Reproduce, without any change, the span of lines from the opening of the records below to the line containing "mirred has a", inclusive.

- Supplied data:
>>>
PR #450, opened 2019-05-31
Mirred and connmark clobber their ActionAttrs

kmjohansen:
Encountered this in a local test.  It turns out that in parseActions
mirred has a bug where it parses the action attributes but then on the
very next line overwrites this hard work by assigning an empty
ActionAttrs struct on top.  I copy pasta'd this into connmark.  Fix both
instances and amend the unit tests to catch this going forward.

Signed-off-by: Krister Johansen <krister.johansen@oracle.com>


kmjohansen:
@vishvananda @aboch @fcrisciani This one is a quick fix for a bug in the mirred action attribute parsing that I accidentally duplicated into the connmark action parsing.  This fixes both cases and updates the unit tests.  Apologies for missing this one on the first go round.

kmjohansen:
Thanks, gents

PR #659, opened 2024-12-02
Test with free-threaded Python (3.14t)

agriyakhetarpal:
This PR tries to run our test suite against the free-threaded Python interpreter (Python 3.14t). I'm not testing against Python 3.13t anymore as previous iterations on this PR were doing, because many of the builtins and stdlib support are better in 3.14t, and 3.14t moved out of experimental support following PEP 779.

Such testing helps us check two aspects: (i) bugs in NumPy and SciPy related to free-threading that we should report upstream (I had a few with 3.13t, but fortunately none with 3.14t) and (ii) whether we have anything of concern in our implementation in case there is nothing to report upstream.

In light of (ii), I found a few issues, and I _think_ that I have been able to fix them somewhat:
- The first one that I caught in the tests was to make the `TraceStack` use a `ContextVar`. This kind of builds from https://py-free-threading.github.io/porting/#converting-global-state-to-thread-local-state. `TraceStack.top` is a shared counter that every thread increments/decrements. As far as I can tell, this is the only piece of runtime-mutable global state (that I've been able to find). The idea is that concurrent grad/jacobian/forward-mode calls must not induce a race on a global `top` counter. This was previously using `threading.local`, but I switched to `ContextVar`s based on the review below in https://github.com/HIPS/autograd/pull/659#pullrequestreview-4544516922 (see also https://github.com/Quansight-Labs/free-threaded-compatibility/pull/337).
- There were a few cases of a module-level shared random state, which I think should be categorised as more of a thread safety issue in the test suite rather than anything functionality-related, as our test suite infrastructure is showing a bit of age due to the lack of modern patterns such as parameterisations (xref #662). These tests now use a local RNG defined within the test. Note that there are still a few tests that are ill-conditioned/non-smooth operations, which doesn't help, but dropping the global `npr.randn` seems to have fixed quite a lot of issues. I've switched to local RNGs everywhere in the test code, which makes up most of this diff.
- The other change is to make `check_grads` deterministic by construction, because it draws cotangents from a global RNG. In that sense, I've added `rng` arguments to `VSpace.randn` and its `ArrayVSpace` and `ComplexArrayVSpace` counterparts. Now every `check_grads` call creates its own freshly seeded generator, and is more reproducible that way. This seems to help quite a bit with `test_odeint` and `test_pinv`, which are highly susceptible and numerically fragile in my testing. The gradient for the `pinv` is ill-conditioned for near-singular inputs that a racing global RNG would otherwise produce (and cause the test to be flaky).

I also added four explicitly multithreaded tests in `test_thread_safety.py`.

In this regard, we validate independent concurrent differentiation, i.e., each thread performs its own grad. What we do not support is sharing a single in-flight `Box`/`trace` across threads, i.e., differentiating between objects that another thread is mutating. That sounds unusual to me. Based on what I have been able to get from reading many of the docs around this stuff, I think NumPy has the same stance, which is to not mutate a shared ndarray across threads. I added some docs in the tutorial, and added a link to the [NumPy thread-safety guide](https://numpy.org/doc/stable/reference/thread_safety.html).

The rest of the changes are all plumbing-related. I added a nox session that runs on free-threaded Python, and another that runs on free-threaded Python with the [`pytest-run-parallel`](https://github.com/Quansight-Labs/pytest-run-parallel) plugin. I tested with `--parallel-threads 4` to match what the NumPy CI is doing for now, but I also tried things locally with `--iterations 10`. I am not setting that in CI, however.

I am more or less following the approach suggested at https://py-free-threading.github.io, which is thankfully written (and written well) by many of my amazing colleagues! <3


agriyakhetarpal:
`check_grads` is de facto public right now, and it's used downstream by a few users: https://github.com/search?q=%22from+autograd.test_util+import+check_grads%22&type=code&p=3, likely to check their own custom primitives. I'd argue for the determinism added here to stay, besides the fact that it's required for our thread safety goals, because I have matched what JAX is doing: https://github.com/jax-ml/jax/blob/9137abb6faac49696153df2bddf5ba8749344bf5/jax/_src/public_test_util.py#L250-L374. They also use `RandomState(0)`. Another reason is that this is hermetic w.r.t a global RNG, of course, so global RNG state can no longer affect the check.

autograd/tracer.py
```diff
@@ -139,7 +140,7 @@ def find_top_boxed_args(args):
     return top_boxes, top_trace, top_node_type, ufunc_dispatch_needed
 
 
-class TraceStack:
+class TraceStack(threading.local):
```
ngoldbaum: While this does become thread-safe if you do it this way, it's not automatically async-safe. The correct way to make things both thread-safe and async-safe is to store the state in a ContextVar: https://docs.python.org/3/library/contextvars.html#contextvars.ContextVar. That will also mean that storing and cleaning up state works syntactically with the `with` statement.

That said, this is also fine for now if you'd prefer not to refactor this.

ngoldbaum (commented):
Overall this looks good! I like the explicitly multithreaded tests.

The big thing missing from this PR is some sort of user-facing documentation that explains what is supported and what isn't and perhaps offers tips about how to use the library concurrently. IMO you should also link to the NumPy thread safety docs, since ndarray isn't thread-safe and that has big implications for a library like autograd.

Also consider setting up thread sanitizer CI using the cpython_sanity docker images: https://github.com/nascheme/cpython_sanity. You'll want to build your entire stack of dependencies (including CPython, NumPy, and SciPy) with TSan instrumentation. You can then run your explicitly multithreaded tests as well as the pytest-run-parallel CI. If TSan detects data races in that configuration then you've likely found a bug in one of the libraries you depend on
or you may be triggering races due to mutating ndarrays unsafely.

I asked Claude to review this. In addition to the comment about thread-locals vs contextvars that I left inline, it found the following minor issues:

* [This function](https://github.com/HIPS/autograd/blob/8537a19a3002fb5fb9dbb55bf49cc29c2ef13543/autograd/misc/tracers.py#L25-L44) lazily defines a function and stores state in a list that is globally shared between all threads. Not sure if that actually causes any issues in practice but mutable shared global state is usually something you should avoid unless you absolutely need it.
* [This class](https://github.com/HIPS/autograd/blob/8537a19a3002fb5fb9dbb55bf49cc29c2ef13543/autograd/tracer.py#L142-L150) is not exception-safe. If a thread raises before execution returns to this function after the `yield`, the `top` is never decremented. I think the state cleanup should happen in a `finally` block.
* There are still lots of uses of global RNG state in the tests. In addition to the tests you cleaned up in this PR, you likely want to make the RNGs all be explicitly seeded function-local RNGs in every test. Even if the test suite is reliable with shared RNGs like this, you definitely don't want to have to debug future nondeterministic issues that crop up as a result of shared RNG state. I recently added [some docs](https://scikit-image.org/docs/dev/development/contribute.html#dealing-with-rng-state) for scikit-image with guidance about how to do this.

autograd/core.py
pb01ka, line 146: > * The first one that I caught in the tests was to make the `TraceStack` subclass `threading.local`. This kind of builds from https://py-free-threading.github.io/porting/#converting-global-state-to-thread-local-state. `TraceStack.top` is a shared counter that every thread increments/decrements. As far as I can tell, this is the only piece of runtime-mutable global state that I've been able to find. The idea is that concurrent grad/jacobian/forward-mode calls must not induce a race on a global `top` counter.

**I think this claim is correct but may be too broad.**

[autograd/tracer.py:143](https://github.com/HIPS/autograd/blob/513c69f30b3bad5bc59e2901b74e52f0cab223c3/autograd/tracer.py#L143) is the heart of the change, and it is indeed correct. `trace_stack` is created once, at import, on the main thread. I guess before this PR, every thread shared that single object and its single `top` counter. `top` is bumped up when a differentiation starts and back down when it finishes ([autograd/tracer.py:147-151](https://github.com/HIPS/autograd/blob/513c69f30b3bad5bc59e2901b74e52f0cab223c3/autograd/tracer.py#L147-L151)), so it tracks how deeply nested the current differentiation is. I think, a shared counter that every thread reads and writes is precisely the kind of state that breaks under free threading.

Subclassing `threading.local` should fix this cleanly: each thread now gets its own copy of the object, so each thread runs `__init__` once and starts from its own `top = -1`. This is the standard "shared-counter-to-thread-local" conversion, and I guess it is what's making `test_concurrent_higher_order_grad` pass.

---

However, my concern is with the **claim**, not the code. The PR description says `TraceStack.top` is "the only piece of runtime-mutable global state." (quoted above) That is true for the actual differentiation path, but ``autograd`` I think has several other module-level objects that *are* mutable:

- `primitive_vjps`, `primitive_jvps`, `VSpace.mappings` in `autograd/core.py`
- `trace_primitives_map`, `notrace_primitives` in `autograd/tracer.py`, `autograd/tracer.py`
- `Box.type_mappings` / `Box.types` in `autograd/tracer.py`

**This should be mostly fine.** These dictionaries are filled in once, at import time, when autograd calls `defvjp` / `defjvp` / `register` to wire up every primitive. After import they are only ever read while differentiating. Many threads reading the same dictionary at the same time is safe, so in normal use there is no bug here.

---

**The one real gap I can see.**

Nothing forces this registration to happen at import time. The public `defvjp` ([autograd/core.py:67](https://github.com/HIPS/autograd/blob/8537a19a3002fb5fb9dbb55bf49cc29c2ef13543/autograd/core.py#L67)) - exported from `autograd.extend` - writes `primitive_vjps[fun]` every time it is called, via `defvjp_argnums` ([autograd/core.py:55](https://github.com/HIPS/autograd/blob/8537a19a3002fb5fb9dbb55bf49cc29c2ef13543/autograd/core.py#L55)). A user can perfectly legally call `defvjp` from inside a worker thread (it is a plain public function, not a setup-only hook, see my example below). The moment they do, one thread is writing `primitive_vjps` while another thread that is mid-differentiation might be reading it (the lookup in `VJPNode.__init__`, [autograd/core.py:41](https://github.com/HIPS/autograd/blob/8537a19a3002fb5fb9dbb55bf49cc29c2ef13543/autograd/core.py#L41)) - concurrent read and write on the same unguarded `dict`, which appears to me as a genuine data race (at least theoretically). The same may apply to `defjvp` and `primitive_jvps`.

---

**Example that makes the boundary concrete.**

```python
import threading

from autograd import grad
from autograd.extend import defvjp, primitive

N_THREADS = 2
N_ITERS = 20  # crank this up if the race doesn't trigger on the first run


# --------------------------------------------------------------------------
# SUPPORTED pattern: all registration happens once, before any thread starts.
# primitive_vjps is only *read* concurrently -> safe.
# --------------------------------------------------------------------------
@primitive
def my_square(x):
    return x * x

defvjp(my_square, lambda ans, x: lambda g: 2.0 * x * g)

def safe_worker(i, errors):
    try:
        g = grad(my_square)
        for _ in range(N_ITERS):
            got = g(float(i))
            expected = 2.0 * i
            if got != expected:
                raise AssertionError(f"thread {i}: grad={got!r}, expected {expected!r}")
    except Exception as e:  # noqa: BLE001
        errors.append(e)

# --------------------------------------------------------------------------
# UNSUPPORTED pattern: each thread defines AND registers its own primitive in
# the hot loop, then immediately differentiates it. defvjp writes the shared
# primitive_vjps dict while grad() reads it from other threads -> data race.
# --------------------------------------------------------------------------
def racy_worker(i, errors):
    try:
        for _ in range(N_ITERS):

            @primitive
            def f(x):
                return x * x

            # Racing WRITE to the shared primitive_vjps dict:
            defvjp(f, lambda ans, x: lambda g: 2.0 * x * g)
            # Racing READ of the same dict (grad -> VJPNode looks up f):
            got = grad(f)(float(i))
            expected = 2.0 * i
            if got != expected:
                raise AssertionError(f"thread {i}: grad={got!r}, expected {expected!r}")
    except Exception as e:  # noqa: BLE001
        errors.append(e)


def run(worker, label):
    barrier = threading.Barrier(N_THREADS)
    errors = []

    def target(i):
        barrier.wait()
        worker(i, errors)

    threads = [threading.Thread(target=target, args=(i,)) for i in range(N_THREADS)]
    for t in threads:
        t.start()
    for t in threads:
        t.join()

    if errors:
        print(f"[{label}] FAILED with {len(errors)} error(s); first one:")
        print(f"    {type(errors[0]).__name__}: {errors[0]}")
        return False
    print(f"[{label}] passed")
    return True


if __name__ == "__main__":
    import sys

    print(f"Python: {sys.version}")
    try:
        gil_enabled = sys._is_gil_enabled()  # 3.13+; absent on older builds
        print(f"GIL enabled: {gil_enabled}")
    except AttributeError:
        print("GIL enabled: True (no free-threading support in this build)")

    print("\n--- supported pattern (register first, then go parallel) ---")
    ok_safe = run(safe_worker, "supported")

    print("\n--- unsupported pattern (register inside threads) ---")
    ok_racy = run(racy_worker, "unsupported")

    # Exit non-zero if the racy worker surfaced the bug.
    sys.exit(0 if ok_racy else 1)
```

I applied the following diff on your branch before executing the above example,

```diff
diff --git a/autograd/core.py b/autograd/core.py
index 36e4cfa..d0a85cc 100644
--- a/autograd/core.py
+++ b/autograd/core.py
@@ -1,3 +1,5 @@
+import threading
+
 from functools import reduce
 from itertools import count
 
@@ -51,9 +53,16 @@ class VJPNode(Node):
 
 primitive_vjps = {}
 
+_defvjp_active = threading.Lock()
 
 def defvjp_argnums(fun, vjpmaker):
-    primitive_vjps[fun] = vjpmaker
+    if not _defvjp_active.acquire(blocking=False):
+        raise RuntimeError("concurrent defvjp registration detected")
+    try:
+        primitive_vjps[fun] = vjpmaker
+    finally:
+        _defvjp_active.release()
+
 
 
 def defvjp_argnum(fun, vjpmaker):

```

I got the following error (its not deterministic, I executed the example a couple of times to catch it),

```zsh
(autograd-ft) 18:40:23:~/autograd % PYTHON_GIL=0 python race_example.py
Python: 3.14.6 free-threading build | packaged by conda-forge | (main, Jun 12 2026, 08:50:34) [Clang 20.1.8 ]
GIL enabled: False

--- supported pattern (register first, then go parallel) ---
[supported] passed

--- unsupported pattern (register inside threads) ---
[unsupported] FAILED with 1 error(s); first one:
    RuntimeError: concurrent defvjp registration detected
```

---

**Suggested fixes.**

I see two tiers here, and I'd argue the second is the one that actually belongs in this PR, not just a documentation note.

*Tier 1 - document the contract (necessary, but not sufficient).*

At minimum, the wording should be corrected: say that the *differentiation path* has no runtime-mutable global state, and state explicitly that defining or registering primitives (`primitive` + `defvjp`/`defjvp`) is a setup step that must complete before any thread starts differentiating. As far as I could find, as of today the docs never state this and every example happens to call `defvjp` at import scope ([docs/tutorial.md:225-266](https://github.com/HIPS/autograd/blob/8537a19a3002fb5fb9dbb55bf49cc29c2ef13543/docs/tutorial.md?plain=1#L225-L266), [docs/updateguide.md:35-87](https://github.com/HIPS/autograd/blob/8537a19a3002fb5fb9dbb55bf49cc29c2ef13543/docs/updateguide.md?plain=1#L35-L87)), so a user has nothing telling them the worker-thread pattern is unsound.

*Tier 2 - enforce it in code (preferred).*

Documentation alone is a weak guarantee: `defvjp` is a public function, nothing stops it being called from a thread, and the failure mode may be a silent corruption rather than a clear error (see above). If others agree, I can think of fix for it (may be a simple locking mechanism should do the job - not performant though).

---

**Consequence of not fixing it.**

The risk is not in this PR's tested scenarios; it can become a future trap. If the description stands as "the only mutable global state is `top`", the next person who adds threading will reasonably trust that and may register primitives from worker threads. Because the dictionaries are plain `dict`s with no lock, the failure will not be a clean error. It will be a non-deterministic, timing-dependent corruption (a lost entry, a half-updated dict, or a `KeyError`/`RuntimeError: dictionary changed size during iteration`) that is tricky to reproduce.

pb01ka (commented):
This is my first review comment. I will drop more. Please feel free to correct me if I misinterpreted something in your diff or in the code base of `autograd`. This is my first time reading the code base. I have left my comment from what I know and my experiments with the example I have shared.

Thank you.

autograd/core.py
pb01ka: @agriyakhetarpal I have re-formatted my comment in case it feels too long to read. I have added `---` at multiple places so that its easier to read and you can read each section at your own pace.

pb01ka: This is what Claude said about your fix (I shared the diff with it),

> The core fix is right. Making [TraceStack](https://github.com/HIPS/autograd/blob/513c69f30b3bad5bc59e2901b74e52f0cab223c3/autograd/tracer.py#L143) a `threading.local` is exactly the correct, minimal change. The trace counter `top` was the one piece of per-process mutable state mutated during a forward pass; isolating it per-thread fixes cross-thread trace contamination. I checked the other module-level mutables (`primitive_vjps`, `primitive_jvps`, `trace_primitives_map`, `notrace_primitives`, `Box.type_mappings`) — all are populated at import time and only read during tracing, so they're safe under concurrent reads. `count()` in [core.py:68](https://github.com/HIPS/autograd/blob/513c69f30b3bad5bc59e2901b74e52f0cab223c3/autograd/core.py#L68) is a fresh iterator per call. So `TraceStack` really was the whole problem.

My experiments (the example and the diff in my above comment) conclude 180 degree opposite of the above review.

Now AI says one thing and I said the opposite. I leave the choice upto you. 😄.

agriyakhetarpal:
Pushed a few updates:
- Used `ContextVar` for `TraceStack.top`, so it should now be both thread-safe and async-safe. This turned out to be less invasive than I assumed.
- Added a TSan CI job with the Docker images. I mostly followed the NumPy CI reference. This is green and completes in 7 minutes for the full test suite, which is good because our PyPy jobs take even longer, so I am fine keeping it on PRs as such. Our test suite outside of TSan is fairly fast, so I am not surprised. It turns out that SciPy is not included as per the README, so I have left out those tests for now.
- I used Claude Code to write me a `libcst`-based script to do a bunch of these per-method RNG calls and it fared pretty well at this. In a few places I had to pitch in manually though. I checked all the files, and they all look correct to me, so no shared RNG state remains anywhere. There are a few cases of `npr.seed()` in the examples, which I am not too concerned about.

I'll slowly work through the rest of the review comments next!

autograd/core.py
agriyakhetarpal: > > * The first one that I caught in the tests was to make the `TraceStack` subclass `threading.local`. This kind of builds from [py-free-threading.github.io/porting#converting-global-state-to-thread-local-state](https://py-free-threading.github.io/porting/#converting-global-state-to-thread-local-state). `TraceStack.top` is a shared counter that every thread increments/decrements. As far as I can tell, this is the only piece of runtime-mutable global state that I've been able to find. The idea is that concurrent grad/jacobian/forward-mode calls must not induce a race on a global `top` counter.
> 
> **I think this claim is correct but may be too broad.**

> However, my concern is with the **claim**, not the code. The PR description says `TraceStack.top` is "the only piece of runtime-mutable global state." (quoted above) That is true for the actual differentiation path, but `autograd` I think has several other module-level objects that _are_ mutable:

@pb01ka you are right to some extent – I actually wrote that this was the only piece of runtime-mutable global state that _I could find_, so there definitely would be more.

I think the `TraceStack.top` case is now resolved thanks to Nathan's suggestion to use a `ContextVar`, which makes it both thread-safe and safe for use in async contexts.

I read through your example, and while it is technically true that `defvjp`/`defjvp` are public and write to the primitive registration dicts and thus registration can run concurrently with differentiation (i.e., two threads are detected in `defvjp` at once), this is not the same as corruption. Autograd does not iterate the dicts during the differentiation phase.

I'd say the primitive registration is a setup step that should occur before any worker starts differentiating anything. I am opposed to adding locking at this stage of the pipeline, because, as you suggested, I have some performance concerns – as the `primitive_vjps[fun]` lookup will occur on every backward pass. Also locking the writes is not helpful because they are thread-safe and won't someone from reading concurrently.

All in all, what I mean to say is I hope no one is using Autograd in the pattern you suggest! I certainly haven't used it in this manner :D What you're doing is a primitive registration in every loop, but our users define it once at the module level on import and then run their differentiations.

I even ran your example under the "Example that makes the boundary concrete" heading with 8 `N_THREADS` and 300 `N_ITERS` across 50 runs, but without the `lock`/`RuntimeError` that you applied in your diff below it, and I encountered no failures in the 120,000 total concurrent differentiation operations and got no wrong results either. This is because, as I mentioned, we do not iterate over the dicts during differentiation, so the `KeyError/RuntimeError: dictionary changed size during iteration` failure mode you suggest cannot occur. Also, the `getitem`/`setitem` operations are thread-safe as per https://docs.python.org/3/library/threadsafety.html#thread-safety-for-dict-objects

agriyakhetarpal: LMK if that is an appropriate answer to your questions!

> Tier 1 - document the contract

This is what I think would be the best way to go about this. I'll work on some docs about free-threading support (or I might punt that into another PR since the diff is already a bit too large for my liking).

agriyakhetarpal:
I've added a lock for the `const_graph` cache and verified that the multithreaded test fails in its absence. I also spent a few hours investigating @pb01ka's review in depth. At this point, only the user-facing docs stuff remains (which can go in a separate PR because of the large diff already, but happy to put something here itself if you insist). Is there a chance both of you could re-review?

Edit: I discovered that `const_graph` is actually something we are not using yet as part of the functionality right now and there is a TODO comment about it, rather:

https://github.com/HIPS/autograd/blob/7c6a626d7049bcbd2bb44df096b567fe9f44107a/autograd/differential_operators.py#L144-L160

So the fix is not really needed at this time, but I've kept it for later if I ever come back to that part as it makes sense for it to be thread safe anyway.

autograd/core.py
pb01ka: > I read through your example, and while it is technically true that `defvjp`/`defjvp` are public and write to the primitive registration dicts and thus registration can run concurrently with differentiation (i.e., two threads are detected in `defvjp` at once), this is not the same as corruption. Autograd does not iterate the dicts during the differentiation phase.

Yes. I agree. As stated in my above comment, practically anyone should always call `defvjp` at import time or before launching other threads. So this should be fine in most of the cases. However my example shows one of the patterns where data races can happen due to calling `defvjp` or `defjvp` inside a function. And data races may or may not lead to corruption (as of now they don't). In addition to this `autograd` doesn't make it illegal to implement the pattern I did in my example.

> All in all, what I mean to say is I hope no one is using Autograd in the pattern you suggest! I certainly haven't used it in this manner :D What you're doing is a primitive registration in every loop, but our users define it once at the module level on import and then run their differentiations.

Correct. My example is an experimental one. No one should do this but AI models can't be relied upon.


> This is what I think would be the best way to go about this. I'll work on some docs about free-threading support (or I might punt that into another PR since the diff is already a bit too large for my liking).

Yes. Please feel free to make a separate PR for documenting this discussion (feel free to use my example or other ones). It's also not performant to call `defvjp` / `defvjp` from inside a worker. Since we legally don't prohibit it, conveying to the end users about this would be nice. I would just highlight it as a bad pattern and tell users to look for it in their code (especially in LLM generated codes).

That's all from my end.

pb01ka (approved):
Gave final suggestion in https://github.com/HIPS/autograd/pull/659#discussion_r3467701948. I leave the decision of incorporating it upto you.

autograd/misc/tracers.py
```diff
@@ -26,20 +27,31 @@ def const_graph_unary(fun):
...
 
+    # See https://py-free-threading.github.io/porting/#locking
+    # The graph is traced once and cached for reuse across calls. The cache is
+    # shared. We guard the one-time fill of the cache with a lock so that we
+    # keep concurrent first calls thread-safe. Without it, two threads
+    # could both see the graph as empty and then trace, and both would try to
+    # call _fun.pop(), which would raise an IndexError. The lock is only held
+    # during the one-time fill of the cache, so subsequent calls to the cached
+    # graph are not blocked by the lock.
+    lock = threading.Lock()
```
ngoldbaum, line 38: This works and is safe but it could be a real multithreaded scaling bottleneck if the graph is read from often enough.

Instead, for caches that are read from more often than they are written to, I tend to recommend the CoW pattern: https://py-free-threading.github.io/porting/#copy-on-write.

ngoldbaum (approved):
Just one comment inline. Also are you sure "beta" is right, given the level of work you've put in here? IMO this is more polished than "beta".

autograd/core.py
agriyakhetarpal: Makes sense to me! I decided on adding some docs in this PR via cd774cd4226c9236d3e1d313250050ba6f03844e. Nothing too substantial, and we can always have more guides later. Right now it's not enforced in the code indeed, but something to leave for another PR...

Thanks for your detailed review!

autograd/misc/tracers.py
agriyakhetarpal: Hmm, in this case, the lock is double-checked. We construct the graph once and store it in the cache, so all subsequent reads from the cache skip the lock entirely.

I did some benchmarking:

#### First benchmark with cached reads on 1 thread with 300k calls

```
Benchmark 1: dcl  1thr
  Time (mean ± σ):      3.275 s ±  0.104 s    [User: 3.204 s, System: 0.027 s]
  Range (min … max):    3.151 s …  3.429 s    8 runs
 
Benchmark 2: cow  1thr
  Time (mean ± σ):      3.590 s ±  0.314 s    [User: 3.399 s, System: 0.057 s]
  Range (min … max):    3.293 s …  4.211 s    8 runs
 
Summary
  dcl  1thr ran
    1.10 ± 0.10 times faster than cow  1thr
```

#### Second benchmark with 8 threads and 100k calls each

```
Benchmark 1: dcl  8thr
  Time (mean ± σ):      6.447 s ±  0.142 s    [User: 41.107 s, System: 5.481 s]
  Range (min … max):    6.304 s …  6.752 s    8 runs
 
Benchmark 2: cow  8thr
  Time (mean ± σ):      6.430 s ±  0.096 s    [User: 41.557 s, System: 5.511 s]
  Range (min … max):    6.307 s …  6.589 s    8 runs
 
Summary
  cow  8thr ran
    1.00 ± 0.03 times faster than dcl  8thr
```

That suggests there isn't a major bottleneck in reads so far. With CoW, I faced a different sort of problem – it redundantly retraces the function quite a lot (5.6x on average) across multiple runs of the benchmark, so the CPU cost is wasted due to the races to create the tracing cache.

```python
import autograd.numpy as np
from autograd.misc import const_graph as dcl
from impls import const_graph_cow as cow

# Count how many times the function body is traced when n threads hit the
# first call concurrently
def make(counter):
    def loss(x):
        counter[0] += 1
        return np.sum(np.sin(x) ** 2 + np.exp(x) + np.dot(x, x))
    return loss

def measure(cg, n_threads=8, trials=40):
    redundant = 0; total_traces = 0
    for _ in range(trials):
        counter = [0]
        f = cg(make(counter))
        x = np.ones(8)
        b = threading.Barrier(n_threads)
        def w():
            b.wait(); f(x)
        ts = [threading.Thread(target=w) for _ in range(n_threads)]
        [t.start() for t in ts]; [t.join() for t in ts]
        total_traces += counter[0]
        if counter[0] > 1: redundant += 1
    return total_traces, trials, redundant

for name, cg in [("DCL", dcl), ("CoW", cow)]:
    total, trials, redundant = measure(cg)
    print(f"{name}: {total} total traces over {trials} trials x 8 threads "
          f"(ideal={trials}). Trials with redundant tracing: {redundant}/{trials}")
```

```
DCL: 40 total traces over 40 trials x8 threads (ideal=40). Trials with redundant tracing: 0/40
CoW: 223 total traces over 40 trials x8 threads (ideal=40). Trials with redundant tracing: 40/40
```

---

(Also, this function isn't currently used directly in the functionality either, so that's a TODO I will be taking a look at after this to implement)

ngoldbaum: Benchmarks beat my idle speculation 😀

agriyakhetarpal:
> Just one comment inline. Also are you sure "beta" is right, given the level of work you've put in here? IMO this is more polished than "beta".

Haha, I would be happy to bump it up to stable if you insist. But at this time we should note it's still in untested waters, aside from me playing around with the multithreaded tests and my own experiments.

Thanks a lot for reviewing!

fjosw (approved):

PR #669, opened 2025-01-06
[Fix] Remove scipy.misc

fjosw:
With the latest scipy 1.15 release `scipy.misc` was deprecated which triggers a warning in autograd:
```
DeprecationWarning: scipy.misc is deprecated and will be removed in 2.0.0
    import scipy.misc as osp_misc
```

We only use the misc module to provide `logsumexp` which has been moved to `scipy.special` many years ago, so removing the functionality should not change anything for users on python>=3.9.

I also changed the import in the fluidsim example ([imread](https://docs.scipy.org/doc/scipy-1.2.3/reference/generated/scipy.ndimage.imread.html#scipy.ndimage.imread) is deprecated in SciPy 1.0.0. Use matplotlib.pyplot.imread instead)

### DIFF
--- a/autograd/scipy/__init__.py
+++ b/autograd/scipy/__init__.py
@@ -1,6 +1,1 @@
 from . import integrate, signal, special, stats
-
-try:
-    from . import misc
-except ImportError:
-    pass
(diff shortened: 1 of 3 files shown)


agriyakhetarpal (approved):
Thanks, @fjosw! I remember I did this myself locally but now realise that I never opened a PR for it :D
<<<
- Solution for this task:
PR #450, opened 2019-05-31
Mirred and connmark clobber their ActionAttrs

kmjohansen:
Encountered this in a local test.  It turns out that in parseActions
mirred has a bug where it parses the action attributes but then on the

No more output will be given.